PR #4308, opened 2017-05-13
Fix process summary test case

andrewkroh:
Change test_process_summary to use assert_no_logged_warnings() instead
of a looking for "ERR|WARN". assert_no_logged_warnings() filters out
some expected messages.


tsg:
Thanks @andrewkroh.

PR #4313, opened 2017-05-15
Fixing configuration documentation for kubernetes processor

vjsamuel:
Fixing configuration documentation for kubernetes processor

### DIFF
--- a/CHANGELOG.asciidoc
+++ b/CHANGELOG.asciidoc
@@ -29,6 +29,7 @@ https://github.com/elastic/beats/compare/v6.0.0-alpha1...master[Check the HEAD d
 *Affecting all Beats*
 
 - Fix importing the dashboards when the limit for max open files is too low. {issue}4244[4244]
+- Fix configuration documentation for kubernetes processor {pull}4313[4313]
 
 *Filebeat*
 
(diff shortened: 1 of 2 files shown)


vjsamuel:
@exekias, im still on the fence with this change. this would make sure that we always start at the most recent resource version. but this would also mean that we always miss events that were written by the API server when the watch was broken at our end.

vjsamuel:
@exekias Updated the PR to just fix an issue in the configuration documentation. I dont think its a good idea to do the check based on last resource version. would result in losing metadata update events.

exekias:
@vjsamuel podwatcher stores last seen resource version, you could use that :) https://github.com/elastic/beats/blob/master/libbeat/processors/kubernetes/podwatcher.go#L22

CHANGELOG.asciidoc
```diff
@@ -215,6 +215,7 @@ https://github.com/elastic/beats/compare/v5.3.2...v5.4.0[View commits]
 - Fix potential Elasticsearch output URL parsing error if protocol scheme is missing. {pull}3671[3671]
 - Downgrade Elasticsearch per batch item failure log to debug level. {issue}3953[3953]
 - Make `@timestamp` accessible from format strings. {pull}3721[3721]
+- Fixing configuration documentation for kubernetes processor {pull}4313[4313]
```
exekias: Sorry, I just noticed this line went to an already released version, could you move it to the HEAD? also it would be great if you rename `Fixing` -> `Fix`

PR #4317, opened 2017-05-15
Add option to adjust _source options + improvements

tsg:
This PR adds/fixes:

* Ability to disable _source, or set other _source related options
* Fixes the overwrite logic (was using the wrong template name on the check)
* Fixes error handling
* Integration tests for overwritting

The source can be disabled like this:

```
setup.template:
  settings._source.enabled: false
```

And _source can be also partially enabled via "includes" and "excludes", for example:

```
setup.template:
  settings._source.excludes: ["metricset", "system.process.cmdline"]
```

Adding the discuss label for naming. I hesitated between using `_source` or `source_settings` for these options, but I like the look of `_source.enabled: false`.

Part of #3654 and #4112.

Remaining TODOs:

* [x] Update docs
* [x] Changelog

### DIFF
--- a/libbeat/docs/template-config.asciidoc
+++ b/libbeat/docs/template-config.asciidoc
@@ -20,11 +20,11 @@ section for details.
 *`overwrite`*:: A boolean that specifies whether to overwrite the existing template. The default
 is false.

□ □ □ □

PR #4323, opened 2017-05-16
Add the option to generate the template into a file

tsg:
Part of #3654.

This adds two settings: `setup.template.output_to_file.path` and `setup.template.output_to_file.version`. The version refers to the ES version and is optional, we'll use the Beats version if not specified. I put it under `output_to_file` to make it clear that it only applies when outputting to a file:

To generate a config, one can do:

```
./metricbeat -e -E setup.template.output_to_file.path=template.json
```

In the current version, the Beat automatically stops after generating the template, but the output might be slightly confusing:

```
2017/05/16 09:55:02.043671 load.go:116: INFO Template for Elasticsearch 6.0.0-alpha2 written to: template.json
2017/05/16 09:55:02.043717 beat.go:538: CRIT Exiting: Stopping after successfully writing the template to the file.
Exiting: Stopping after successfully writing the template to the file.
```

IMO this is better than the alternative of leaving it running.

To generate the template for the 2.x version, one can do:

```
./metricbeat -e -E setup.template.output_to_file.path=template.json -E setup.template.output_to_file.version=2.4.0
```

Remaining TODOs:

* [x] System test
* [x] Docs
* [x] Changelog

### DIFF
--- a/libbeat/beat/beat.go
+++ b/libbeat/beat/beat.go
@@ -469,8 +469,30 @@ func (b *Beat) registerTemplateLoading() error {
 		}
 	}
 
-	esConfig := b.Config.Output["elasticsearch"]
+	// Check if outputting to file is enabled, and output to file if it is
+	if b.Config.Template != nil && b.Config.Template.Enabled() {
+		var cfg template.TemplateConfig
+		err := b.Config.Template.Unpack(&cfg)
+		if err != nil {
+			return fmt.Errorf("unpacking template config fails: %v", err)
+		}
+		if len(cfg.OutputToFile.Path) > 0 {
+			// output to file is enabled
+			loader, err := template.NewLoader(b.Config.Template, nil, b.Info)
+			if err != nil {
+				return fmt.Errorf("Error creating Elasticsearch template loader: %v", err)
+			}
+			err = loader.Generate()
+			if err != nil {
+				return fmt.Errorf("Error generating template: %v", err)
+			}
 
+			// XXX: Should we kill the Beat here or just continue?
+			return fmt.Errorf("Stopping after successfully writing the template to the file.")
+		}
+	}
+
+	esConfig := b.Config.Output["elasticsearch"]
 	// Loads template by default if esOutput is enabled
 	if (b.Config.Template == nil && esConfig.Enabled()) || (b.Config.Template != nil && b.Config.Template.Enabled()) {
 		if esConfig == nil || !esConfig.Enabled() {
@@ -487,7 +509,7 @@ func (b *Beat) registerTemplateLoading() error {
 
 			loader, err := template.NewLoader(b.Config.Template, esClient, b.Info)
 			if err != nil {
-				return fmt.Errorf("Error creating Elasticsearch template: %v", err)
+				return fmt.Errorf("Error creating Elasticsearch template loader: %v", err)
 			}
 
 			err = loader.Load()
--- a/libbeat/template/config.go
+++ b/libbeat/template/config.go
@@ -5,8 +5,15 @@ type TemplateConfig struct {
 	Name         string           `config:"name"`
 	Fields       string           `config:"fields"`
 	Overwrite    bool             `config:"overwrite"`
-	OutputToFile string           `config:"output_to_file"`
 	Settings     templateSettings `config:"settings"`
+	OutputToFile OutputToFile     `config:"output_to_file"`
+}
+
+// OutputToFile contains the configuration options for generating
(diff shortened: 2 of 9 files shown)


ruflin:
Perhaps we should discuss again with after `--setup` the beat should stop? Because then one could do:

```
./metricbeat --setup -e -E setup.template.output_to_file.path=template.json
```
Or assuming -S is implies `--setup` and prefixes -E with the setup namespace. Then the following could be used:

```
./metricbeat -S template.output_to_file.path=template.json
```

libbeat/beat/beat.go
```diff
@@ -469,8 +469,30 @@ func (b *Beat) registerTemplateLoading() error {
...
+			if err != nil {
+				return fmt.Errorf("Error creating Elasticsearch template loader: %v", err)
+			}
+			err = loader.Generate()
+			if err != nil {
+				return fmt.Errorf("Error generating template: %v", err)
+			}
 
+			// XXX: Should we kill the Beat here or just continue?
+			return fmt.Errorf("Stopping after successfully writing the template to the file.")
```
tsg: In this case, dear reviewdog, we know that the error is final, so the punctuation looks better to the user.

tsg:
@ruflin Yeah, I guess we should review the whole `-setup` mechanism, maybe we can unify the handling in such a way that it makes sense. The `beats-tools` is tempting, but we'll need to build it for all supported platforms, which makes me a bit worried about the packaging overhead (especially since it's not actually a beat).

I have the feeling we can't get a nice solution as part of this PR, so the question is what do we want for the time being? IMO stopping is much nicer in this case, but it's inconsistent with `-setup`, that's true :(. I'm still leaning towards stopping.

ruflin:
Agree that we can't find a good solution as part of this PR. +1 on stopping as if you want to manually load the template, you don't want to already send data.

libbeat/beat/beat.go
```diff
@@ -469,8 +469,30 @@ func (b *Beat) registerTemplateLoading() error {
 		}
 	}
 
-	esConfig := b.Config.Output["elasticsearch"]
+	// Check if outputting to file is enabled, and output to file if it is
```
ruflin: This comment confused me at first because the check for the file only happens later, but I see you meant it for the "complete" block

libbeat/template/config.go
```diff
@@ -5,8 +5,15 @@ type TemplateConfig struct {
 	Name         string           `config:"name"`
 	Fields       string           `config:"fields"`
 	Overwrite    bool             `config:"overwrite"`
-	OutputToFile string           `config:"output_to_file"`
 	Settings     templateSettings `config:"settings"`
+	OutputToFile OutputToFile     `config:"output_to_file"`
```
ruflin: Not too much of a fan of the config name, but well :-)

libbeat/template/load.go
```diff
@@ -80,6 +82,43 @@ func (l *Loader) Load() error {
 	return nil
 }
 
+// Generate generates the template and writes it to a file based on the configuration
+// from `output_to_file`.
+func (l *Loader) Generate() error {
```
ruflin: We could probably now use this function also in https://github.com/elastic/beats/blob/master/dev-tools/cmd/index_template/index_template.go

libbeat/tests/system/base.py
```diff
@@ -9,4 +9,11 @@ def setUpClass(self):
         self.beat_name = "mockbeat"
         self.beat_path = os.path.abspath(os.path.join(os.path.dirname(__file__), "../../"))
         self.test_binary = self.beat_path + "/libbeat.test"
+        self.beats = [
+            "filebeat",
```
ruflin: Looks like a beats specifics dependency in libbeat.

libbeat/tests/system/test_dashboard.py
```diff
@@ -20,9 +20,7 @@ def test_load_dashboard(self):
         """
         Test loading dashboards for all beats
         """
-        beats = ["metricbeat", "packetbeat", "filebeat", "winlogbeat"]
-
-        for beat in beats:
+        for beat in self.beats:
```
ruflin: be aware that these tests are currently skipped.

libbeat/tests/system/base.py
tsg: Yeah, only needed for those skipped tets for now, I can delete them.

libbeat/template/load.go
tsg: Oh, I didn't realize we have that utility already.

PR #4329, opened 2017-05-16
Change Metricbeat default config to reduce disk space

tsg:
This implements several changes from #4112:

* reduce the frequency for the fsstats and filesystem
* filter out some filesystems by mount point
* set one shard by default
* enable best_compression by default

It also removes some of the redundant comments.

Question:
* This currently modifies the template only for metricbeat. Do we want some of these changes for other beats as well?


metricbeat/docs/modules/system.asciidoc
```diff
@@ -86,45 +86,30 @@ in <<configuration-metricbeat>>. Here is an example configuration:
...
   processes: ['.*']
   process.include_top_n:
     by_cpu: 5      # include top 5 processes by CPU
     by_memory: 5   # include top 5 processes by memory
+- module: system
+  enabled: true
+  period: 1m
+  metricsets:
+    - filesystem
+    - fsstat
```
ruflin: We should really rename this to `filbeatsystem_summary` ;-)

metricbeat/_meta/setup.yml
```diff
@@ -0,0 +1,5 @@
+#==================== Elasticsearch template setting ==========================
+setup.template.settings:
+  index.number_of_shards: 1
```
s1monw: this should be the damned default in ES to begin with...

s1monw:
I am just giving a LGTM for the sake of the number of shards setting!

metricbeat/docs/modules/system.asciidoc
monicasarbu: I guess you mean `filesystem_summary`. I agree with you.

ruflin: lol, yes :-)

□ □ □ □

■ Work task ■
Could you repeat exactly the lines above from the line with "PR #4308, opened 2017-05-13" up to and including the line with "-29,6 +29,7 @@", and only those?

■ Task answer ■
PR #4308, opened 2017-05-13
Fix process summary test case

andrewkroh:
Change test_process_summary to use assert_no_logged_warnings() instead
of a looking for "ERR|WARN". assert_no_logged_warnings() filters out
some expected messages.


tsg:
Thanks @andrewkroh.

PR #4313, opened 2017-05-15
Fixing configuration documentation for kubernetes processor

vjsamuel:
Fixing configuration documentation for kubernetes processor

### DIFF
--- a/CHANGELOG.asciidoc
+++ b/CHANGELOG.asciidoc
@@ -29,6 +29,7 @@ https://github.com/elastic/beats/compare/v6.0.0-alpha1...master[Check the HEAD d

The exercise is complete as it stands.